“那些仙婕都是你熟悉的人,你为何不去求她们喂你一口吃的?”
同样赤裸的郑凌云……
这个曾经秀云派傲慢的女掌门,如今和五玫宗的母畜一样光着屁股媚笑着爬到莫漓身边问道。
这个女人同样没有抢到食物,在八只母畜里她也最没有地位,所以只能爬到同样没有人理会的莫漓身边。
“我,我怎么恬不知耻的向她们求一口吃的呢。
她们都曾是我的师姐,也曾是我的属下呀!”
莫漓心中憋闷才对郑凌云说道,只不过如今被饥饿折磨的女人似乎有些后悔了。
如果当时她不要脸的大声哀求,无论是石青胭还是林远香,哪怕是纳兰燕或许也会给自己几口羊汤喝,羊肉吃的。
“嗨!
你现在不是那个齐侯妃了……
而我也不是秀云派的掌门了。
我们是什么?
是母畜啊!
母畜要什么脸?
你我的骚屄都被人看个够,还要脸面?”
郑凌云凄苦的媚笑了一下,一个月的调教早已经将这个傲慢女掌门的所有棱角磨平了。
“我和你不一样,我还有,还有翻身的机会!”
莫漓想到自己获得了王虫的传承,有些信心的说道。
“咯咯咯,翻身的机会?
你是说你还能成为齐侯妃吗?
我告诉你,绝对不可能了。
纳兰夫人已经掌控了全局,你就做一辈子的母畜吧。
说道翻身的机会,或许有一日纳兰夫人诞下少侯爷,我或许会被大赦,然后到中土一个世家大族里给人做暖床的小老婆!

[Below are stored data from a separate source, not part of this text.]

PR #745, opened 2021-04-05
verilog/analysis: Add ParsedVerilogSourceFile class

ldalek-antmicro:
This class is an extended version of InMemoryVerilogSourceFile.
It wraps a TextStructureView object and allows to skip loading and
parsing phase.

### DIFF
--- a/verilog/analysis/verilog_project.h
+++ b/verilog/analysis/verilog_project.h
@@ -149,7 +149,7 @@ std::ostream& operator<<(std::ostream&, const VerilogSourceFile&);
 
 // An in-memory source file that doesn't require file-system access,
 // nor create temporary files.
-class InMemoryVerilogSourceFile : public VerilogSourceFile {
+class InMemoryVerilogSourceFile final : public VerilogSourceFile {
  public:
   // filename can be fake, it is not used to open any file.
   InMemoryVerilogSourceFile(absl::string_view filename,
--- a/verilog/analysis/verilog_project.h
+++ b/verilog/analysis/verilog_project.h
@@ -60,12 +60,12 @@ class VerilogSourceFile {
   // Attempts to lex and parse the file (without preprocessing).
   // Will Open() if the file is not already opened.
   // Depending on context, not all files are suitable for standalone parsing.
-  absl::Status Parse();
+  virtual absl::Status Parse();
 
   // After Open(), the underlying text structure contains at least the file's
   // contents.  After Parse(), it may contain other analyzed structural forms.
   // Before Open(), this returns nullptr.
-  const verible::TextStructureView* GetTextStructure() const;
+  virtual const verible::TextStructureView* GetTextStructure() const;
 
   // Returns the first non-Ok status if there is one, else OkStatus().
   absl::Status Status() const { return status_; }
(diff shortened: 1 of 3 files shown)


verilog/analysis/verilog_project.h
```diff
@@ -165,6 +165,30 @@ class InMemoryVerilogSourceFile : public VerilogSourceFile {
   const absl::string_view contents_for_open_;
 };
 
+// Source file that was already parsed and got its own TextStructure.
+// Doesn't require file-system access, nor create temporary files.
+class ParsedVerilogSourceFile : public VerilogSourceFile {
+ public:
+  // filename can be fake, it is not used to open any file.
+  ParsedVerilogSourceFile(absl::string_view filename,
+                          const verible::TextStructureView& text_structure,
```
hzeller, line 174: the ownership of this probably needs to be described in the constructor description, as this expects the text_structure be  available for the lifetime of this object.

I'd suggest to make this a `const verible::TextStructuredView*`, also text_structure_. Passing a pointer makes it more obvious that the object is keeping a reference to it.

(usually, when we pass const references in constructors, a copy is made, so this is what the programmer expects. If we keep a reference to the thing we can make it more visible by passing a pointer)

verilog/analysis/verilog_project.h
```diff
@@ -165,6 +165,30 @@ class InMemoryVerilogSourceFile : public VerilogSourceFile {
...
+                          absl::string_view corpus = "")
+      : VerilogSourceFile(filename, filename, corpus),
+        text_structure_(text_structure) {}
+
+  // Do nothing (file contents already loaded)
+  absl::Status Open() override;
```
hzeller, line 180: Given that we don't expect to derive further, we can make the `override` a `final` (same below; same in `InMemoryVerilogSourceFile`). Might need a `class ParsedVerilogSourceFile final : ...` above.

hzeller (changes requested):
(This looks like a preparatory change for some other change. What are you going to use it for ?)

Looks mostly good, but I think using a const reference in the constructor and holding on to it might need either some specific explanation or, better, passing a pointer to keep the reader on the right track.

verilog/analysis/verilog_project.h
ldalek-antmicro: I made the whole class final (same with InMemoryVerilogSourceFile class).

verilog/analysis/verilog_project.h
ldalek-antmicro: Done, done & done

ldalek-antmicro:
> (This looks like a preparatory change for some other change. What are you going to use it for ?)
> 
It is used in #217 (forbid implicit declarations, PR: https://github.com/google/verible/pull/244).

verilog/analysis/verilog_project.h
hzeller: Nice. At that point, the compiler knows that once it can proof that there can only be a ParsedVerilogSourceFile in a particular instance, it can replace calls to the virtual methods with direkt calls and does not have to go through the virtual method table. While here the performance win is probably not noticeable, it is a win for the reader of the code.

So for readability, I'd then also suggest to replace `override` with `final` in all the methods so that it is easier to see for the reader at first glance without having looked at the class declaration above.

Not critical for this review, can be changed later.

hzeller (approved):
LGTM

而你,绝对不会有人特赦你,就一辈子在五玫宗做母畜吧!
你也别指望能见到宗主,恐怕到时候,你下贱得连一个认识的人都见不到,只能在畜棚里不停的被采摘。”
郑凌云凄然一笑的说道,或许被特赦然后成为中土世家的贱妾成为了这个女掌门活下去的希望了。
这一夜,莫漓没有等到新的淫刑,纳兰燕似乎和莫漓的几个师姐玩得十分开心……
她们一同去洗了温泉便是天亮了也没有回来。
或许有其他节目,让这个纳兰夫人应接不暇了。
泡在水里的滋味并不好受,特别是到了下半夜。
青鸾院里的气候与北方草原相似,深夜里那寒风吹拂着草场,将水池里的裸体母畜们冻的嘴唇发紫。
而莫漓和郑凌云本就腹中无食,更是冻得瑟瑟发抖,两个女人也不理会之前的仇恨,只能在水中互相拥抱取暖。
而莫漓刚刚被师姐们穿过的乳环和阴环,也在被冷水泡得隐隐作痛。
这一切都让女人无法入眠,只能咬着银牙苦苦忍受着。
不过这水池外只有膝盖高的木栅栏歪歪扭扭的围着,也没有什么法力禁制,然而包括莫漓在内的赤裸母畜们,只能苦苦在水坑忍受着刺骨的寒冷,却不敢踢倒栅栏爬出水池。
因为这些母畜知道……
这样做会被更加可怕的酷刑折磨。
莫漓和郑凌云在冷水中互相拥抱着,两个赤裸的女人双乳挤压着双乳,乳环在互相碰撞摩擦着对方和自己的乳肉,身材娇小的莫漓坐在郑凌云的大腿上,双腿夹着郑凌云的腰肢,以这种颠凰倒凤的姿势拥抱着抵御着寒冷。
浸泡在水中其实更冷,也多亏了两女都是富贵出身,多次洗精阀髓才能勉强扛着。
若是寻常女子,浸泡在这冷水中,不出一个时辰或许就已经暴毙了。